Chris Beckett

To whom do we turn to for our income, housing, education, a good family structure, healthy children, alleviation of poverty, protection from evil and personal security?

If you’re a believer you may answer 'God'. But for many people today, the answer is the government. And so when it all goes wrong in our society, it’s the government that gets the blame.

Not evil, the devil, poor individual human choices, sin, or just bad luck. In our dominant cultural narrative, it’s always the government’s fault when there is poverty, crime, selfishness and greed. Government is god.

In this worldview, the hope for the future depends on good government. The 'correct' state will usher us into a greater age, a utopia, where there is less suffering and crying and pain. This tendency was shown so clearly after the referendum and the US election, and in our current general election: those who get their preferred outcome are ecstatic, those who don’t are despondent and hopeless.

Yet the Bible speaks of these things in a spiritual sense: God is our provider, our defender, our healer. For many Christians, it is God who they put hope in. It is the devil who is blamed for the evils of the world. People may make good or bad choices, but we believe that ultimately God is in charge, and people in government are still made in the image of God and have value.

However I think that the government is often an idol – a false god, and Christians are as risk as anyone else. When our hope is in government, the political situation causes us to be despondent or euphoric. It causes us to blame and hate the opposing side, whatever that may be. We create messiahs who we think will save humankind if they are in charge.

We stop looking to God and start looking to a fallible set of human beings for salvation, who try to control things that often aren’t under their control. Romans 13 can become a proof text to institute government as god: as if God has abdicated and handed his powers to the state.

I wrote an article recently that questions to what extent Christians should get into politics at all, at least as politics is understood as mission or part of following Jesus. The issue isn’t as clear cut biblically as some make it out to be. 

Jesus commands us to act in many ways: to give to the poor, to love our neighbour, to heal the sick.

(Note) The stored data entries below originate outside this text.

PR #554, opened 2022-06-17
Enhancement: Add `.editorconfig`

localheinz:
This pull request

- [x] adds a basic `.editorconfig`

Follows https://github.com/php/web-php/pull/541#issuecomment-1158935149.

PR #620, opened 2022-07-08
Enhancement: Set charset for all files to UTF-8

localheinz:
This pull request

- [x] sets the charset for all files to `UTF-8`

Follows #554.

💁‍♂️ I would not mind pulling up more attributes!

### DIFF
--- a/.editorconfig
+++ b/.editorconfig
@@ -1,16 +1,15 @@
 root = true
 
 [*]
+charset = utf-8
 insert_final_newline = true
 
 [*.yaml]
-charset = utf-8
 indent_size = 2
 indent_style = space
 trim_trailing_whitespace = true
 
 [Makefile]
-charset = utf-8
 indent_size = 4
 indent_style = tab
 trim_trailing_whitespace = true


.editorconfig
```diff
@@ -1,10 +1,10 @@
 root = true
 
 [*]
+charset = utf-8
 insert_final_newline = true
 
 [*.yaml]
-charset = utf-8
 indent_size = 2
 indent_style = space
```
localheinz, line 9: Still using mixed indentation in PHP files, but could be easily fixed after merging #559 and enabling the [`indentation_type`](https://github.com/FriendsOfPHP/PHP-CS-Fixer/blob/v3.4.0/doc/rules/whitespace/indentation_type.rst) fixer.

cmb69:
Hmm, are we sure that all files are UTF-8 encoded? What about binary files (e.g. some images)?

localheinz:
@cmb69 

> Hmm, are we sure that all files are UTF-8 encoded? What about binary files (e.g. some images)?

I am not sure. 

> PS: well, binary files shouldn't be an issue.

👍

cmb69 (approved):
Looks like most, if not all, files are already UTF-8 encoded, and any accidential changes should be caught when reviewing the commit, so let's merge this.

Thank you for the RP!

PR #621, opened 2022-07-08
Enhancement: Add `Makefile`

localheinz:
This pull request

- [x] adds a `Makefile`

💁‍♂️ Run

```shell
make
```

or

```shell
make help
```

to show a list of available commands.

Run

```shell
make tests
```

to run the existing tests.

### DIFF
--- a/Makefile
+++ b/Makefile
@@ -1,0 +1,7 @@
+.PHONY: help
+help: ## Displays this list of targets with descriptions
+	@grep -E '^[a-zA-Z0-9_-]+:.*?## .*$$' $(MAKEFILE_LIST) | sort | awk 'BEGIN {FS = ":.*?## "}; {printf "\033[32m%-30s\033[0m %s\n", $$1, $$2}'
+
+.PHONY: tests
+tests: ## Runs tests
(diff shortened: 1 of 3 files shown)


Makefile
```diff
@@ -0,0 +1,10 @@
+.PHONY: it
+it: tests ## Runs the tests target
```
cmb69, line 2: Not sure if we should have that. I find `make` as shortcut for `make help` quite nice.

cmb69 (commented):
Thank you for the PR! This makes sense to me. (Although Windows users won't be able to use it, but I assume that isn't a real problem.)

Makefile
localheinz: @cmb69 

Adjusted!

cmb69 (approved):
Thank you!

localheinz:
@cmb69 

Once this has been merged, I can update #559 - or the other way around!

cmb69:
Thanks for this PR! I'll have a look at #559 soon.

localheinz:
Thank you, @cmb69

PR #622, opened 2022-07-08
Enhancement: Enable `indentation_type` fixer

localheinz:
This pull request

- [x] enables the `indentation_type` fixer

Follows #559.

💁‍♂️ For reference, see https://github.com/FriendsOfPHP/PHP-CS-Fixer/blob/v3.4.0/doc/rules/whitespace/indentation_type.rst.

### DIFF
--- a/.php-cs-fixer.php
+++ b/.php-cs-fixer.php
@@ -10,6 +10,7 @@ $finder = $config->getFinder()
     ->name(__FILE__);
 
 $config->setRules([
+    'indentation_type' => true,
     'no_trailing_whitespace' => true,
     'visibility_required' => true,
     'whitespace_after_comma_in_array' => true,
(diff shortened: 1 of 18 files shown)


cmb69 (approved):
Thank you for the PR! Looks good to me.

I'm fine with using four spaces indent instead of tabs, and generally fine with transitioning to PSR-12 (which is likely one of the most common coding standards for PHP OSS projects).

localheinz:
@cmb69 

I believe that the specifics of a coding standard do not matter as long as they can be enforced automatically!

cmb69:
> I believe that the specifics of a coding standard do not matter as long as they can be enforced automatically!

Right! I should have added: ", so we hopefully all can agree on using PSR-12". I wouldn't want to discuss any single rule individually, but rather get this mess somewhat cleaned up. :)

localheinz:
@cmb69 

As an alternative to enabling fixers individually, I have opened #638!

localheinz:
@cmb69 

Rebased!

PR #623, opened 2022-07-08
Fix: Use `https` instead of `http` as protocol in links to `php.net`

localheinz:
This pull request

- [x] uses `https` instead of `http` as protocol in links to `php.net`

💁‍♂️ Not sure if this is a bit over the top, but I replaced `http://(.+\.)?php.net` with `https://$1php.net` in PhpStorm.


localheinz:
This seems hard to review - not sure if it's worth it, given that most website maintainers will usually redirect from `http` to `https`.

What do you think?

Ayesh:
It sure is a lot to review, but I like the idea behind this, that we gradually upgrade to HTTPS links. Some of the sites (such as `https://thebrainroom.com`) don't seem to support HTTPS, so perhaps we can automate it? I remember some "awesome" GitHub projects that list links to related projects automated a link checker, I will try to look it up.

We could also `sed` it for `*.php.net` and `github.com` as a starting point. These sites are the most common links we have, and seem to support HTTPS on all sub domains as well.

Ayesh:
As far as I can see, php.net sites such as `{pecl|pear|windows|gtk|conf|qa|bugs|news|wiki}.php.net` use the same HTTPS certificate with CN `*.php.net`, so I assume they are safe to use with HTTPS without a doubt because any issues with this certificate will alert pretty much everyone.

Looking at `{windows|downloads}.php.net` certificates on crt.sh, they seem to be automated, so they are safe to use too.

`{bk2|monitoring}.php.net` seem to be automated too, but I have never had any insight into who and how these sites run. Again, the crt.sh data shows the certificates are being renewed correctly.

---

So to summarize, I think we covered all php.net subdomains, and they all seem to be serving correctly over HTTPS (though, we [could improve it](https://www.ssllabs.com/ssltest/analyze.html?d=php.net&s=185.85.0.29&latest)).

That said, the change set looks good :) Thank you.

We might as well serve HSTS headers and preload it, but I'd be digressing, and might be better off discussing in a separate issue.

archive/1998.php
```diff
@@ -58,7 +58,7 @@
  conversion program will help you migrate your PHP 2 scripts to PHP 3.
 </p>
 <p>
- <a href="http://cvs.php.net/co.php/phpweb/Attic/release-3.0.txt?sa=1&amp;login=2&amp;r=1.2">Read
+ <a href="https://cvs.php.net/co.php/phpweb/Attic/release-3.0.txt?sa=1&amp;login=2&amp;r=1.2">Read
```
cmb69, line 61: cvs.php.net is no longer abailable (for years?)

urlhowto.php
```diff
@@ -45,7 +45,7 @@ function a($href): void {
  sites, not just at the main site. If you find that some of these
  shortcuts are not working on your mirror site, please report them
  as a "PHP.net Website Problem" at
- <a href="http://bugs.php.net/">http://bugs.php.net/</a>.
+ <a href="https://bugs.php.net/">http://bugs.php.net/</a>.
```
cmb69, line 48: This should point to issues, but likely more of that stuff can be removed, because the mirror program has been retired some years ago.

cmb69 (commented):
All in all, I think this makes sense, although there might be more general issues here (I've commented on a few). Anyhow, these issues are unrelated, and switching the protocol can be done. Could you please fix the merge conflicts?

samdark:
https://github.com/php/web-php/pull/287

derickr:
> As far as I can see, php.net sites such as {pecl|pear|windows|gtk|conf|qa|bugs|news|wiki}.php.net use the same HTTPS certificate with CN *.php.net, so I assume they are safe to use with HTTPS without a doubt because any issues with this certificate will alert pretty much everyone.

That is no longer true.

He doesn’t say we should do this via the intermediary of a government. If there is a homeless person on the street, why blame the government? Why not take responsibility and do something about it ourselves? If someone is struggling financially, why is it the government’s responsibility to help, and not our own? I fear it’s a lot easier to project our sadness and disappointment towards a government rather than take action. Government can be a very useful scapegoat for a broken society.

Passing the buck to the state also means that we create an entity with a lot of power. We might intend to vote for a government that uses this power benevolently, but what if it decides to use it for ill? And who decides what’s right and wrong anyway? We may find that our attempts to create utopia, we create a Frankenstein that we can’t control.

As our society increasingly forgets or rejects God as a reality, perhaps it’s no surprise that there is a corresponding increase in rage and anger, political division, and intolerance: as people battle on behalf of their gods of ideology and politics, and seek for their ideology’s supremacy over others. Perhaps we have an intrinsic need to seek a higher power. Maybe we all need to be aware of exactly who we are placing in that role in our lives.

Whatever happens this week, I fear that those people whose god is government will ultimately be very disappointed.